═════ Data provided ═════

PR #411, opened 2016-01-29
Fix bug discovered in load testing

scottfrazer:


src/main/scala/cromwell/engine/workflow/WorkflowActor.scala
```diff
@@ -50,9 +50,14 @@ object WorkflowActor {
   final case class CachesCreated(startMode: StartMode) extends WorkflowActorMessage
   final case class AsyncFailure(t: Throwable) extends WorkflowActorMessage
   final case class PerformTransition(toState: WorkflowState) extends WorkflowActorMessage
+  sealed trait PersistenceMessage extends WorkflowActorMessage {
+    def callKey: ExecutionStoreKey
+    def executionStatus: ExecutionStatus
+  }
   final case class PersistenceCompleted(callKey: ExecutionStoreKey,
```
mcovarr: Yay ADT!  This makes me think what is currently the `PersistenceCompleted` message should probably be renamed to `PersistenceSucceeded` to be more clear.  There is also a multi-persistence `PersistencesCompleted` (note the plural) that might be renamed and brought under the base type as well.

src/main/scala/cromwell/engine/workflow/WorkflowActor.scala
```diff
@@ -569,10 +581,8 @@ case class WorkflowActor(workflow: WorkflowDescriptor, backend: Backend)
       // Running and Aborting have explicit handlers for Running and no pending writes, so either we are not in those
       // states or the specified key is no longer Running and/or has pending writes.
       stay()
-    case Event(PersistenceCompleted(callKey, status, _), data) =>
-      logger.debug(s"Got whenUnhandled PersistenceCompleted(${callKey.tag}): $status")
-      val updatedData = data.removePersisting(callKey, status)
-      stay using updatedData
+    case Event(m: PersistenceCompleted, data) => removePendingCallKeyPersistence(data, m)
+    case Event(m: PersistenceFailed, data) => removePendingCallKeyPersistence(data, m)
```
mcovarr: if everything is under the base trait then these two and the `PersistencesCompleted` handler could be replaced with

```scala
case Event(m: PersistenceCompleted, data) => removePendingCallKeyPersistence(data, m)
```

src/main/scala/cromwell/engine/workflow/WorkflowActor.scala
```diff
@@ -552,6 +558,12 @@ case class WorkflowActor(workflow: WorkflowDescriptor, backend: Backend)
     context.system.scheduler.scheduleOnce(ResendInterval, self, message)
   }
 
+  private def removePendingCallKeyPersistence(data: WorkflowData, message: PersistenceMessage) = {
+    logger.debug(s"Got whenUnhandled message: $message")
```
cjllanwarne: This line should go in the message handling block rather than this private function

src/main/scala/cromwell/engine/workflow/WorkflowActor.scala
```diff
@@ -552,6 +558,12 @@ case class WorkflowActor(workflow: WorkflowDescriptor, backend: Backend)
...
+    val updatedData = data.removePersisting(message.callKey, message.executionStatus)
+    stay using updatedData
```
cjllanwarne: Hmm, I'm not sure I really like this return type either. But now I see this is very specifically a message handling method so maybe neither are quite so terrible a I first though

src/main/scala/cromwell/engine/workflow/WorkflowActor.scala
```diff
@@ -50,9 +50,14 @@ object WorkflowActor {
   final case class CachesCreated(startMode: StartMode) extends WorkflowActorMessage
   final case class AsyncFailure(t: Throwable) extends WorkflowActorMessage
   final case class PerformTransition(toState: WorkflowState) extends WorkflowActorMessage
-  final case class PersistenceCompleted(callKey: ExecutionStoreKey,
+  sealed trait PersistenceMessage extends WorkflowActorMessage {
+    def callKey: ExecutionStoreKey
+    def executionStatus: ExecutionStatus
+  }
```
geoffjentry: \n after brace

cjllanwarne:
Nominations are in for "Best Reviewer": @mcovarr and @cjllanwarne

src/main/scala/cromwell/engine/workflow/WorkflowActor.scala
mcovarr: It needs to return the next state + state data, though it would be nice to see an explicit return type on the method.

mcovarr:
:+1: minus the one nit

scottfrazer:
Thanks, @cjllanwarne I sort of forgot about this ticket, I'll address comments now

src/main/scala/cromwell/engine/workflow/WorkflowActor.scala
```diff
@@ -569,10 +581,9 @@ case class WorkflowActor(workflow: WorkflowDescriptor, backend: Backend)
       // Running and Aborting have explicit handlers for Running and no pending writes, so either we are not in those
       // states or the specified key is no longer Running and/or has pending writes.
       stay()
-    case Event(PersistenceCompleted(callKey, status, _), data) =>
-      logger.debug(s"Got whenUnhandled PersistenceCompleted(${callKey.tag}): $status")
-      val updatedData = data.removePersisting(callKey, status)
-      stay using updatedData
+    case Event(m: PersistenceMessage, data) =>
+      logger.debug(s"Got whenUnhandled message: $m")
```
cjllanwarne: Is this debug necessary? It looks like this is really the expected path for Persistence message handling?

cjllanwarne:
:+1:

═════

> [The task]:
Nothing is to be left out; reproduce each record exactly.

> [Answer box]:
PR #411, opened 2016-01-29
Fix bug discovered in load testing

scottfrazer:


src/main/scala/cromwell/engine/workflow/WorkflowActor.scala
```diff
@@ -50,9 +50,14 @@ object WorkflowActor {
   final case class CachesCreated(startMode: StartMode) extends WorkflowActorMessage
   final case class AsyncFailure(t: Throwable) extends WorkflowActorMessage
   final case class PerformTransition(toState: WorkflowState) extends WorkflowActorMessage
+  sealed trait PersistenceMessage extends WorkflowActorMessage {
+    def callKey: ExecutionStoreKey
+    def executionStatus: ExecutionStatus
+  }
   final case class PersistenceCompleted(callKey: ExecutionStoreKey,
```
mcovarr: Yay ADT!  This makes me think what is currently the `PersistenceCompleted` message should probably be renamed to `PersistenceSucceeded` to be more clear.  There is also a multi-persistence `PersistencesCompleted` (note the plural) that might be renamed and brought under the base type as well.

src/main/scala/cromwell/engine/workflow/WorkflowActor.scala
```diff
@@ -569,10 +581,8 @@ case class WorkflowActor(workflow: WorkflowDescriptor, backend: Backend)
       // Running and Aborting have explicit handlers for Running and no pending writes, so either we are not in those
       // states or the specified key is no longer Running and/or has pending writes.
       stay()
-    case Event(PersistenceCompleted(callKey, status, _), data) =>
-      logger.debug(s"Got whenUnhandled PersistenceCompleted(${callKey.tag}): $status")
-      val updatedData = data.removePersisting(callKey, status)
-      stay using updatedData
+    case Event(m: PersistenceCompleted, data) => removePendingCallKeyPersistence(data, m)
+    case Event(m: PersistenceFailed, data) => removePendingCallKeyPersistence(data, m)
```
mcovarr: if everything is under the base trait then these two and the `PersistencesCompleted` handler could be replaced with

```scala
case Event(m: PersistenceCompleted, data) => removePendingCallKeyPersistence(data, m)
```

src/main/scala/cromwell/engine/workflow/WorkflowActor.scala
```diff
@@ -552,6 +558,12 @@ case class WorkflowActor(workflow: WorkflowDescriptor, backend: Backend)
     context.system.scheduler.scheduleOnce(ResendInterval, self, message)
   }
 
+  private def removePendingCallKeyPersistence(data: WorkflowData, message: PersistenceMessage) = {
+    logger.debug(s"Got whenUnhandled message: $message")
```
cjllanwarne: This line should go in the message handling block rather than this private function

src/main/scala/cromwell/engine/workflow/WorkflowActor.scala
```diff
@@ -552,6 +558,12 @@ case class WorkflowActor(workflow: WorkflowDescriptor, backend: Backend)
...
+    val updatedData = data.removePersisting(message.callKey, message.executionStatus)
+    stay using updatedData
```
cjllanwarne: Hmm, I'm not sure I really like this return type either. But now I see this is very specifically a message handling method so maybe neither are quite so terrible a I first though

src/main/scala/cromwell/engine/workflow/WorkflowActor.scala
```diff
@@ -50,9 +50,14 @@ object WorkflowActor {
   final case class CachesCreated(startMode: StartMode) extends WorkflowActorMessage
   final case class AsyncFailure(t: Throwable) extends WorkflowActorMessage
   final case class PerformTransition(toState: WorkflowState) extends WorkflowActorMessage
-  final case class PersistenceCompleted(callKey: ExecutionStoreKey,
+  sealed trait PersistenceMessage extends WorkflowActorMessage {
+    def callKey: ExecutionStoreKey
+    def executionStatus: ExecutionStatus
+  }
```
geoffjentry: \n after brace

cjllanwarne:
Nominations are in for "Best Reviewer": @mcovarr and @cjllanwarne

src/main/scala/cromwell/engine/workflow/WorkflowActor.scala
mcovarr: It needs to return the next state + state data, though it would be nice to see an explicit return type on the method.

mcovarr:
:+1: minus the one nit

scottfrazer:
Thanks, @cjllanwarne I sort of forgot about this ticket, I'll address comments now

src/main/scala/cromwell/engine/workflow/WorkflowActor.scala
```diff
@@ -569,10 +581,9 @@ case class WorkflowActor(workflow: WorkflowDescriptor, backend: Backend)
       // Running and Aborting have explicit handlers for Running and no pending writes, so either we are not in those
       // states or the specified key is no longer Running and/or has pending writes.
       stay()
-    case Event(PersistenceCompleted(callKey, status, _), data) =>
-      logger.debug(s"Got whenUnhandled PersistenceCompleted(${callKey.tag}): $status")
-      val updatedData = data.removePersisting(callKey, status)
-      stay using updatedData
+    case Event(m: PersistenceMessage, data) =>
+      logger.debug(s"Got whenUnhandled message: $m")
```
cjllanwarne: Is this debug necessary? It looks like this is really the expected path for Persistence message handling?

cjllanwarne:
:+1:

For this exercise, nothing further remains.